▶ **Exercise details**
Copy out the lines of the material that include the string "only".
========================
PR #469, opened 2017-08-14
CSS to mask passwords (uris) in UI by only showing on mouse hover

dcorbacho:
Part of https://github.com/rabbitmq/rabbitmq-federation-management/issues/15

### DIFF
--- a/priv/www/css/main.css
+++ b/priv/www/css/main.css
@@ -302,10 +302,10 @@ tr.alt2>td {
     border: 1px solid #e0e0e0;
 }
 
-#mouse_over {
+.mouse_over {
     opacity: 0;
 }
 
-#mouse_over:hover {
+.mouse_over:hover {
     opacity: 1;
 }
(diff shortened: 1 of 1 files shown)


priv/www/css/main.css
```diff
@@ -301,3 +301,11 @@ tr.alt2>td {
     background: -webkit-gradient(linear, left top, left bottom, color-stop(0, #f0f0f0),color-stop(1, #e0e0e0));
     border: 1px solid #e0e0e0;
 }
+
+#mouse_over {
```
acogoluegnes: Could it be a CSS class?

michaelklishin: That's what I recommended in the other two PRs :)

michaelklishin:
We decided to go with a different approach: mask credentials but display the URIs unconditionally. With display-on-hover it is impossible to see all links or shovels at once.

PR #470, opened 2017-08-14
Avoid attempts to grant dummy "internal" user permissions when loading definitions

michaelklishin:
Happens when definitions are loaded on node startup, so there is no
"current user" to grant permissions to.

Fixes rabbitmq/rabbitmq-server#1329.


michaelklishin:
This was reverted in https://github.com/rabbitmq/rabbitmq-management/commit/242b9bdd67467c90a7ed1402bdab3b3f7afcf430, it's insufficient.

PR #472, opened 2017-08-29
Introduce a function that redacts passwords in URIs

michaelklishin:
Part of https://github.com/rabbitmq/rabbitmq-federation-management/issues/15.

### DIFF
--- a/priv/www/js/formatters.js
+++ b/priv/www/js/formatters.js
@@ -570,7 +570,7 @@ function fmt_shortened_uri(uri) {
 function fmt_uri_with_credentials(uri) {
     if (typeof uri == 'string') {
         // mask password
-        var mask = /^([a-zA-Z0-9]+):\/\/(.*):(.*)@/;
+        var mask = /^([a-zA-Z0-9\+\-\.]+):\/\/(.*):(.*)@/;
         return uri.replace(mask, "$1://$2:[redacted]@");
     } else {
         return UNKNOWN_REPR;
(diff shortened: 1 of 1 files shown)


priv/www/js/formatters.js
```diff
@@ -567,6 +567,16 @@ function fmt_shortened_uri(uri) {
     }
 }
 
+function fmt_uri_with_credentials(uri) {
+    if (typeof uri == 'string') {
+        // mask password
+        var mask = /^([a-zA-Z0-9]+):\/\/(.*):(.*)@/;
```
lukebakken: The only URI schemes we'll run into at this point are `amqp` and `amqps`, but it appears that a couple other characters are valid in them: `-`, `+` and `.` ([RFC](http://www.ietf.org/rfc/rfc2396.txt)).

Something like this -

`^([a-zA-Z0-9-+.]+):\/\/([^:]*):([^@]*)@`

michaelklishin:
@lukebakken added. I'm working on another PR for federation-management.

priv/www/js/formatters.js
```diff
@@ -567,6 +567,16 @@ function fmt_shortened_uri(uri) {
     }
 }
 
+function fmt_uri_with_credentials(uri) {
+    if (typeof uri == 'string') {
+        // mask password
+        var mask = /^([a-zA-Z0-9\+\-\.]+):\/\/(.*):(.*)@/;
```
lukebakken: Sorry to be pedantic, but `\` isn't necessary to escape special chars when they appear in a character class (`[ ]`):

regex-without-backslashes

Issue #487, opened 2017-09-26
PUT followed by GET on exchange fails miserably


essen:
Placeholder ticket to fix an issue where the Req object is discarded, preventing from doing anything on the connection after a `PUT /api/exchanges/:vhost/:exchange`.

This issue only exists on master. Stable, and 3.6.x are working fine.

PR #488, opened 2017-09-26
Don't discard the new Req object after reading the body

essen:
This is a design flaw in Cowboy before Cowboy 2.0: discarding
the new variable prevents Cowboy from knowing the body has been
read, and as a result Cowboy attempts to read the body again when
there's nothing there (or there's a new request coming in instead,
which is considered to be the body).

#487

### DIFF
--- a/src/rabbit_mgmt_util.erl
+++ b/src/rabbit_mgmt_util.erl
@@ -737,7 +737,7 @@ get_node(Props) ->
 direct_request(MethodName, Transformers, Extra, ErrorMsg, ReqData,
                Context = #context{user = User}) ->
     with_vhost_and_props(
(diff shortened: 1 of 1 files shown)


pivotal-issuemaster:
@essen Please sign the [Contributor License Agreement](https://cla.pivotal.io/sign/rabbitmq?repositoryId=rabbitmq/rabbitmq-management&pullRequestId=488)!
========================
▶ **Response area**
CSS to mask passwords (uris) in UI by only showing on mouse hover
lukebakken: The only URI schemes we'll run into at this point are `amqp` and `amqps`, but it appears that a couple other characters are valid in them: `-`, `+` and `.` ([RFC](http://www.ietf.org/rfc/rfc2396.txt)).
This issue only exists on master. Stable, and 3.6.x are working fine.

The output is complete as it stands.